If you believe this, you may also believe that I have a bridge for sale in Brooklyn.
“Let me be clear — I was completely unaware of these AIG bonuses until I learned of them last week,” the senator added, attempting to save his posterior. Dodd said the Treasury Department told him not including the giveaway would result in a “flood of lawsuits,” according to Fox News.
Dodd expects us to believe he was unaware of the AIG bonuses at the time the bill was being written back in early February. And yet the so-called “retention-payment program” was widely reported on more than a year ago, as Media Matters noted on March 18. “For months, the Obama administration and members of Congress have known that insurance giant AIG was getting ready to pay huge bonuses while living off government bailouts. It wasn’t until the money was flowing and news was trickling out to the public that official Washington rose up in anger and vowed to yank the money back,” reported the Associated Press.
|Dodd says he "inadvertently" signed off on the outrageous AIG bonuses.|
In other words, Chris Dodd is either brain-dead or telling a fib to save himself from the wrath of public outrage. He should step down as Senate Banking Committee chairman.
Obama’s chief economic adviser Larry Summers — the CFR member involved in massive government bailouts, manipulation, and intervention in domestic and foreign markets over the past two decades — told the Associated Press Tim Geithner — former president of the Federal Reserve Bank of New York, Senior Fellow in the International Economics department at the Council on Foreign Relations, and member of the globalist Group of Thirty — to move “aggressively and immediately” to “recoup whatever could be legally recouped” from the AIG executives.
In short, the Obama administration is in damage control mode.

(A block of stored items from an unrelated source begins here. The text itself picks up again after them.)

PR #53, opened 2020-01-14
Use v2 ansible tower api in connection.rb

lpichler:


slemrmartin (approved):
c.r.c has to support Tower version >= 3.5
API v2 was introduced in Tower version 3.2.0.

:+1:

PR #55, opened 2020-01-17
[WIP] Using thread pool for memory optimization

slemrmartin:
AnsibleTower Collector uses 1 thread per entity type. In multi-source mode it uses 1 thread per source.

Which means `<number of sources> * <number of entity types>` threads.

By using ThreadPool we can significantly increase number of Sources processed by 1 collector with constant memory usage.

---

* [ ] **depends on** https://github.com/RedHatInsights/topological_inventory-providers-common/pull/11

### DIFF
--- a/lib/topological_inventory/ansible_tower/collector.rb
+++ b/lib/topological_inventory/ansible_tower/collector.rb
@@ -11,7 +11,7 @@ module TopologicalInventory::AnsibleTower
     require "topological_inventory/ansible_tower/collector/service_catalog"
     include TopologicalInventory::AnsibleTower::Collector::ServiceCatalog
 
-    def initialize(source, tower_hostname, tower_user, tower_passwd, metrics, poll_time = 60)
+    def initialize(source, tower_hostname, tower_user, tower_passwd, metrics, poll_time: 60, collector_threads: nil)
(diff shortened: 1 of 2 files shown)


slemrmartin:
@agrare this is a concept. What do you think about that?

agrare:
@slemrmartin yeah I'm not a fan of the one-thread-per-entity-type, we had to do that because of openshift and I think that got copied over when it didn't need to.

Even a thread-per-source would work for me and it might be much simpler

slemrmartin:
> @slemrmartin yeah I'm not a fan of the one-thread-per-entity-type, we had to do that because of openshift and I think that got copied over when it didn't need to.

I think I figured it out for openshift watches too. 

> 
> Even a thread-per-source would work for me and it might be much simpler

Still openshift watches have to be paused with thread pool, so it would be simpler but not as much. I'll focus on that

agrare:
> > Even a thread-per-source would work for me and it might be much simpler
> 
> Still openshift watches have to be paused with thread pool, so it would be simpler but not as much. I'll focus on that

I was thinking that openshift is different enough from the rest that we shouldn't add complexity for it to the base implementation.

slemrmartin:
closing, will be replaced by simpler PR

PR #62, opened 2020-02-12
Reduce the timout to open a connection to 10 sec

agrare:
If an attempt to connect to an Ansible Tower source hangs the default
open_timeout of 60 seconds was starving the operations worker causing
availability checks to appear to never complete.

Depends on: https://github.com/ansible/ansible_tower_client_ruby/pull/140 being released

Relates to JIRA: TPINVTRY-851


bdunne:
Can you also update the gem dependency to `~>0.21.0`?

PR #66, opened 2020-02-19
Collect join table for Service[Offering|Instance]Nodes and Credentials

lpichler:
last point (7) from https://github.com/RedHatInsights/topological_inventory-core/issues/168

@miq-bot assign @slemrmartin

### DIFF
--- a/lib/topological_inventory/ansible_tower/parser/service_instance_node.rb
+++ b/lib/topological_inventory/ansible_tower/parser/service_instance_node.rb
@@ -1,7 +1,9 @@
 module TopologicalInventory::AnsibleTower
   class Parser
     module ServiceInstanceNode
-      def parse_service_instance_node(node)
+      def parse_service_instance_node(instance_node)
+        node = instance_node[:node]
+
         service_instance_ref = node.summary_fields.job&.id&.to_s
         service_instance = lazy_find(:service_instances, :source_ref => service_instance_ref) if service_instance_ref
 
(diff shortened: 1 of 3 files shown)


lib/topological_inventory/ansible_tower/parser/service_instance_node.rb
```diff
@@ -29,6 +31,16 @@ def parse_service_instance_node(node)
             }
           )
         )
+
+        credentials = instance_node[:credentials].to_a
+        if credentials.present?
```
slemrmartin: if `credentials` are always array, then `present?` is not necessary, because `each` can handle empty array

lib/topological_inventory/ansible_tower/parser/service_offering_node.rb
```diff
@@ -26,6 +27,16 @@ def parse_service_offering_node(node)
             }
           )
         )
+
+        credentials = offering_node[:credentials].to_a
+        if credentials.present?
```
slemrmartin: same like ^^^, `present?` is not necessary

slemrmartin (changes requested):
:+1: LGTM, just simplify mentioned methods

lib/topological_inventory/ansible_tower/parser/service_instance_node.rb
lpichler: done 👍

lib/topological_inventory/ansible_tower/parser/service_offering_node.rb
lpichler: done 👍

slemrmartin (approved):

PR #71, opened 2020-03-02
On premise collector

slemrmartin:
**Issue**: https://github.com/RedHatInsights/receptor_controller-client-ruby/issues/2

Implementation of on-premise collector through Receptor network

---
- [x] **based on** https://github.com/RedHatInsights/topological_inventory-ansible_tower/pull/102

**Depends on:**

- [x]  https://github.com/RedHatInsights/receptor_controller-client-ruby/pull/5
- [x] https://github.com/RedHatInsights/receptor_controller-client-ruby/pull/12
- [x] https://github.com/RedHatInsights/topological_inventory-ansible_tower/pull/105


lib/topological_inventory/ansible_tower/collector.rb
```diff
@@ -55,7 +55,7 @@ def service_catalog_entity_types
 
     # Connection to endpoint (for each entity type the same)
     def connection_for_entity_type(_entity_type)
-      connection_manager.connect(tower_hostname, tower_user, tower_passwd)
+      connection_manager.connect(:base_url => tower_hostname, :username => tower_user, :password => tower_passwd)
```
lindgrenj6: So I see we have a receptor collector now - maybe we should rename this to cloud collector or something like that?

lib/topological_inventory/ansible_tower/receptor/async_receiver.rb
```diff
@@ -0,0 +1,59 @@
...
+        self.refresh_state_uuid = refresh_state_uuid
+        self.refresh_state_started_at = Time.now.utc
+        self.sweep_scope = Set.new
+        self.total_parts = Concurrent::AtomicFixnum.new
+        self.transformation = nil
+      end
+
+      def on_success(msg_id, entity)
+        # TODO: without tower hostname, it's not possible to construct job URL
+        parser = TopologicalInventory::AnsibleTower::Parser.new(tower_url: 'https://tower.example.com')
```
lindgrenj6: Oh this is a fun problem. We probably won't even have the hostname on receptor-enabled towers, I wonder how we'll build the URL here.

lindgrenj6 (commented):
Excited to have #102 merged then get this rebased.

lib/topological_inventory/ansible_tower/receptor/async_receiver.rb
gmcculloug: This issue was brought to my attention and something we'll need to discuss further, but should not be a blocker for this PR.  We discussed just returning the Tower job info (but not the entire URL) as well as Catalog ultimately using data returned from the Playbook set_stats to provide information to be displayed in the order.

The full URL was always more of a temporary work-around until we can get features like that into Catalog.

lib/topological_inventory/ansible_tower/collector.rb
slemrmartin: that's a good idea!

slemrmartin: @lindgrenj6 so I renamed collector to `Cloud::Collector` and Connection to `Cloud::Connection`. The PR shows them as new classes but there are no changes except the `connection_manager.connect()`

lib/topological_inventory/ansible_tower/cloud/collector.rb
```diff
@@ -0,0 +1,70 @@
...
+        self.tower_passwd   = tower_passwd
+      end
+
+      private
+
+      attr_accessor :tower_user, :tower_passwd
+
+      # Connection to endpoint (for each entity type the same)
+      def connection_for_entity_type(_entity_type)
+        connection_manager.connect(:base_url => tower_hostname, :username => tower_user, :password => tower_passwd)
```
syncrou, line 21: I'm guessing at some point this would be deprecated to use only tokens?  Or since this is the cloud connector we don't upgrade it, and there by push more users toward the more secure On Prem receptor solution.

lib/topological_inventory/ansible_tower/cloud/connection.rb
```diff
@@ -0,0 +1,34 @@
...
+        base_url = "https://#{base_url}" unless base_url =~ %r{\Ahttps?:\/\/} # HACK: URI can't properly parse a URL with no scheme
+        uri      = URI(base_url)
+        uri.path = default_api_path if uri.path.blank?
+        uri.to_s
+      end
+
+      private
+
+      def default_api_path
+        "/api/v2".freeze
```
syncrou, line 30: Interesting. Eventually this will be deprecated, but we'll have to have the `AnsibleTowerClient` modified to get that fixed.

lib/topological_inventory/ansible_tower/receptor/async_receiver.rb
```diff
@@ -0,0 +1,59 @@
...
+
+      def on_eof(_msg_id)
+        collector.async_collecting_finished(entity_type, refresh_state_uuid, total_parts.value)
+
+        collector.async_sweep_inventory(refresh_state_uuid, sweep_scope.to_a, total_parts.value, refresh_state_started_at)
+      end
+
+      private
+
+      attr_writer :connection, :entity_type, :refresh_state_uuid, :refresh_state_started_at, :sweep_scope, :total_parts
```
syncrou, line 67: Why do these have to be re declared as private `attr_writer`? Internally the `attr_reader` property is writable.

lib/topological_inventory/ansible_tower/cloud/collector.rb
slemrmartin: I'm not sure what exactly do you mean by this. Anyway this is original collector, the class is just renamed. And yes, it's for cloud connector to keep compatibility now. We can remove it later. But at this moment, most of the code is shared, so we can support both without special effort

lib/topological_inventory/ansible_tower/receptor/async_receiver.rb
slemrmartin: I didn't realize that this is redundant, :+1:

lib/topological_inventory/ansible_tower/cloud/connection.rb
slemrmartin: what's wrong with the `AnsibleTowerClient`?

lib/topological_inventory/ansible_tower/receptor/async_receiver.rb
slemrmartin: so I tried it, it's not redundant, `attr_reader` is not writable in `initialize`

syncrou: I guess I should have used the word "settable" - but potentially after being set internally those values must need to change?

Not a blocker, thanks for checking though.

syncrou (approved):
LGTM 👍 

You have any last thoughts @lindgrenj6 ?

lindgrenj6 (approved):
LGTM, can't wait to test this.

PR #75, opened 2020-03-12
Improve log messages and add request-id for tracking operations

lpichler:
TPINVTRY-838

- [x] https://github.com/ManageIQ/manageiq-loggers/pull/17

cc @slemrmartin

### DIFF
--- a/lib/topological_inventory/ansible_tower/logging.rb
+++ b/lib/topological_inventory/ansible_tower/logging.rb
@@ -15,6 +15,15 @@ module TopologicalInventory
       def logger
         TopologicalInventory::AnsibleTower.logger
       end
+
+      def log_with(request_id)
+        old_request_id = Thread.current[:request_id]
+        Thread.current[:request_id] = request_id
+
+        yield
+      ensure
+        Thread.current[:request_id] = old_request_id
+      end
     end
   end
 end
--- a/lib/topological_inventory/ansible_tower/operations/worker.rb
+++ b/lib/topological_inventory/ansible_tower/operations/worker.rb
@@ -19,11 +19,14 @@ module TopologicalInventory
 
           logger.info("Topological Inventory AnsibleTower Operations worker started...")
           client.subscribe_topic(queue_opts) do |message|
-            logger.info("Received message #{message.message}, #{message.payload}")
-            process_message(message)
+            log_with(message.payload&.fetch_path('request_context','x-rh-insights-request-id')) do
+              model, method = message.message.to_s.split(".")
+              logger.info("Received message #{model}##{method}, #{message.payload}")
+              process_message(message)
+            end
           end
         rescue => err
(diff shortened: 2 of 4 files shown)


lpichler:
@bdunne Can you review please ?

lib/topological_inventory/ansible_tower/logging.rb
```diff
@@ -15,6 +15,15 @@ module Logging
...
         TopologicalInventory::AnsibleTower.logger
       end
+
+      def log_with(request_id)
+        old_request_id = Thread.current[:request_id]
+        Thread.current[:request_id] = request_id
+
+        yield
+
+        Thread.current[:request_id] = old_request_id
```
gtanzillo, line 25: Should this be in an `ensure` block to guarantee that the original request_id is restored?

lpichler: 👍 yes, ensure block added

lpichler:
@slemrmartin also added searchable string "ServiceOffering#order" and `ServiceOffering#id` and `source_ref`

slemrmartin:
@gmcculloug this is what I was talking about last week. 
Do you have `source_ref` (of service offering and service instance) in your db, right? 
So we can connect messages this way in Kibana 

And probably we don't need request_id much..but rather more than less info

slemrmartin:
Let's wait for API's PR on CI, I'm not sure which format is the best for Kibana's filtering by message. It's more strict than expected

gmcculloug:
@mkanoor Please review

lib/topological_inventory/ansible_tower/operations/worker.rb
```diff
@@ -35,7 +38,9 @@ def run
         def process_message(message)
           Processor.process!(message)
         rescue StandardError => err
-          logger.error("#{err}\n#{err.backtrace.join("\n")}")
+          model, method = message.message.to_s.split(".")
+          task_id = message.payload&.fetch_path('params','task_id')
+          logger.error("#{model}##{method}: Task(id: #{task_id}) #{err.cause}\n#{err}\n#{err.backtrace.join("\n")}")
```
mkanoor, line 43: @lpichler can we check if this will  be handled by the insights-api-common here
https://github.com/RedHatInsights/insights-api-common-rails/blob/f0b86e82f870bb36b798a1dbccbb73edf52f8b5f/lib/insights/api/common/application_controller_mixins/exception_handling.rb#L10
If it does then we will have 2 log lines doing the same thing
Otherwise looks good

slemrmartin: @mkanoor this is not Rails app, so handler ending with `render :json` can't be used. All collector/operations repos are not using insights-api-common, but providers-common gem, where it's worth to move these common methods

slemrmartin (approved):
:+1:

PR #79, opened 2020-03-20
Operations: Waiting for failed jobs

slemrmartin:
When launching of ServiceOffering fails (in AnsibleTower), operations worker now waits for topological URL as if it succeeded.

### DIFF
--- a/lib/topological_inventory/ansible_tower/operations/core/service_order_mixin.rb
+++ b/lib/topological_inventory/ansible_tower/operations/core/service_order_mixin.rb
@@ -57,17 +57,15 @@ module TopologicalInventory
             context[:remote_status] = job.status
             task_status = client.job_status_to_task_status(job.status)
 
-            if job.status == "successful"
-              svc_instance = wait_for_service_instance(source_id, job.id)
-              if svc_instance.present?
-                context[:service_instance][:id] = svc_instance.id
-                context[:service_instance][:url] = svc_instance.external_url
-              else
-                # If we failed to find the service_instance in the topological-inventory-api
-                # within 30 minutes then something went wrong.
-                task_status = "error"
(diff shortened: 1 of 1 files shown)


lib/topological_inventory/ansible_tower/operations/core/service_order_mixin.rb
```diff
@@ -57,17 +57,15 @@ def poll_order_complete(task_id, source_id, job)
             context[:remote_status] = job.status
             task_status = client.job_status_to_task_status(job.status)
 
-            if job.status == "successful"
```
gtanzillo, line 60: This change looks straight forward. But I'm wondering if there could be an edge case where the job fails early enough that a service_instance never gets created. Do you think that could happen? If it can would it be handled, perhaps the wait would time out?

slemrmartin: in that case it raises exception: https://github.com/RedHatInsights/topological_inventory-ansible_tower/blob/master/lib/topological_inventory/ansible_tower/operations/core/ansible_tower_client.rb#L63

and this code is not processed

Ladas: before the `state: completed` was set only when finished. Now it will be set when job is running/pending which can be for hours. Didn't catalog rely on this before?

A good way to recognize the job has finished is that a finished datetime is set. (terminal states should be `successful`, `failed`, `error`, `canceled`). Job can still be hanging for a long time in a non terminal state (e.g. waiting for approval, or a job that runs for hours or days, or tower being overloaded by work)

slemrmartin: I'm waiting for `finished.present?` first, this change is after that. 
As we discussed with @Ladas, we can move waiting from operations to collector -> persister. But that's beyond scope of this PR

Obama has gone so far as to tell a big fat lie about the AIG bonuses. “Sources in the Obama administration Tuesday said that despite previous media reports administration officials did not know until a couple weeks ago that the officials of the controversial AIG Financial Product Division were set to receive $165 million in bonuses on March 13,” reports Jake Tapper for ABC News. It was all the fault of the Federal Reserve, administration sources complained. “It wasn’t until Thursday, March 5, 2009, administration sources told ABC News, that officials of the Federal Reserve Bank of New York informed officials of the Treasury Department of the full extent of the $165 million in bonuses pending for the controversial Financial Products Subsidiary.”
It is obvious what is going on here — so arrogant are the banksters and their minions at the highest levels of government, they sincerely believed they would be able to shower their buddies at AIG with a landslide of free cash and the American people would be none the wiser. Now they are in damage control mode and desperate for the fallout to blow over so they can move on with additional scams and rip-offs.
[efoods]Obama’s facile comments about AIG’s “recklessness and greed” will not float with the American people. Earlier in the week, Republican Senator Charles Grassley attempted to gain a bit of mileage on the scandal by stating AIG executives should resign or commit suicide, yet another bit of crass sensationalism that will do nothing to solve the problem of a parasitical Federal Reserve sucking on the life blood of the people.
Senate majority leader Harry Reid’s “ultimatum” to AIG — renegotiate the contracts or else — is mere grandstanding and a transparent public relations stunt. In fact, Congress needs to take a real close look at the bankster created and dominated Federal Reserve. Congress needs to abolish the privately owned cartel of thieves and prosecute those responsible for taking down the economy and subjecting millions of people to ruin and misery.
Short of this, the people may eventually storm the castle with pitchforks in hand.